** Excerpted data follows **
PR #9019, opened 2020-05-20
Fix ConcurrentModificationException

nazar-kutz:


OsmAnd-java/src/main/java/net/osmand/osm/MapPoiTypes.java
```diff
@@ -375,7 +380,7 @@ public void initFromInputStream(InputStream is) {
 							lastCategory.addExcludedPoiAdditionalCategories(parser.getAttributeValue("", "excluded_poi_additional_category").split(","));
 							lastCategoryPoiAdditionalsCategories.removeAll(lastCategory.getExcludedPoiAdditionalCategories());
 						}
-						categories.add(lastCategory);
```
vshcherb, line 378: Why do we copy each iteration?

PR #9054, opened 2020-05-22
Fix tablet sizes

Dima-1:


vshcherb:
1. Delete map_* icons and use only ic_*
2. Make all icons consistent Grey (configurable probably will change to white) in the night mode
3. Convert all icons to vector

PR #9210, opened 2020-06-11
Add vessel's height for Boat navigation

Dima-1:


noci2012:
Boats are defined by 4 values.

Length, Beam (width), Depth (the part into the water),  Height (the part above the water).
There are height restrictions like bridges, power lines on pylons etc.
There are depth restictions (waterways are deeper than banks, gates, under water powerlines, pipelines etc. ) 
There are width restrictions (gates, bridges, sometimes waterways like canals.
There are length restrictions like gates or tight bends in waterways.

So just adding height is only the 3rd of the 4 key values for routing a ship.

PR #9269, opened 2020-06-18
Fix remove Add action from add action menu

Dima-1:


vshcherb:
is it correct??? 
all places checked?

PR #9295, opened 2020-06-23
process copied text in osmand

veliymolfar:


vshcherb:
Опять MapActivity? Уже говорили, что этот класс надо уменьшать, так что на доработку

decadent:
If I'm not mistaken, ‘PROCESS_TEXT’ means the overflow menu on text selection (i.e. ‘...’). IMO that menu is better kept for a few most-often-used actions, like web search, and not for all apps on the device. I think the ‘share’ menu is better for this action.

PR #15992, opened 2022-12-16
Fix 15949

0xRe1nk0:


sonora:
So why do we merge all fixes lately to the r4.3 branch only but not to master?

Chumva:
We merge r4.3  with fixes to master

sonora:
** End of Excerpted data **
** Excerpted data follows **
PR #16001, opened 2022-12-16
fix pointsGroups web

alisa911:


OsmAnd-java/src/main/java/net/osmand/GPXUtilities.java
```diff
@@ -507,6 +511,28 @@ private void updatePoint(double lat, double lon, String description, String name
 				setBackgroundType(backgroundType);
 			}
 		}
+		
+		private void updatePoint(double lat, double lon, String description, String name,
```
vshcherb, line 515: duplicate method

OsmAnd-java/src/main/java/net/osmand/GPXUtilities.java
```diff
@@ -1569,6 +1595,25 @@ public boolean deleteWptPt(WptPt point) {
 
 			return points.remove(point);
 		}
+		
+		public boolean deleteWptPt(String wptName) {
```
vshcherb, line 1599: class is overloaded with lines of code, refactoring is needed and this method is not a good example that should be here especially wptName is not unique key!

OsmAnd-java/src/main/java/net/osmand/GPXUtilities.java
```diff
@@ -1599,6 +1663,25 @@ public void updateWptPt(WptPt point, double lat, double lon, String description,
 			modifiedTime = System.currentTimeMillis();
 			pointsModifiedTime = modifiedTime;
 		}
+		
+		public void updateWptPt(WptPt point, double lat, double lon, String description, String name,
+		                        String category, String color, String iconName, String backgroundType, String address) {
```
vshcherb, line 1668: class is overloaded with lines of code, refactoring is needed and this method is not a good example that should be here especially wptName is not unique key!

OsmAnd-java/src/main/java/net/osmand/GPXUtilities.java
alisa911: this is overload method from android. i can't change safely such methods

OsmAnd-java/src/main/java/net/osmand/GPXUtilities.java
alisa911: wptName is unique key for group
** End of Excerpted data **
** Excerpted data follows **
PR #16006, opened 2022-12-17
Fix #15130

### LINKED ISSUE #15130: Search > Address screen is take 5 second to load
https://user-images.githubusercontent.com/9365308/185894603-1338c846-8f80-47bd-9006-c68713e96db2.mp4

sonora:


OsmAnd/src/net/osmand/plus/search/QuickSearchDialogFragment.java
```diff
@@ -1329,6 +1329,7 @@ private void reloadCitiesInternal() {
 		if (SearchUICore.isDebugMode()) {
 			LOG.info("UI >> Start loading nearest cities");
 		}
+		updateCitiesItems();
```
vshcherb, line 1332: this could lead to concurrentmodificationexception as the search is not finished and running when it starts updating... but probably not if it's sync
** End of Excerpted data **
The problem
Copy each line above that contains the string "public".

Answer box
@@ -375,7 +380,7 @@ public void initFromInputStream(InputStream is) {
@@ -1569,6 +1595,25 @@ public boolean deleteWptPt(WptPt point) {
+		public boolean deleteWptPt(String wptName) {
@@ -1599,6 +1663,25 @@ public void updateWptPt(WptPt point, double lat, double lon, String description,
+		public void updateWptPt(WptPt point, double lat, double lon, String description, String name,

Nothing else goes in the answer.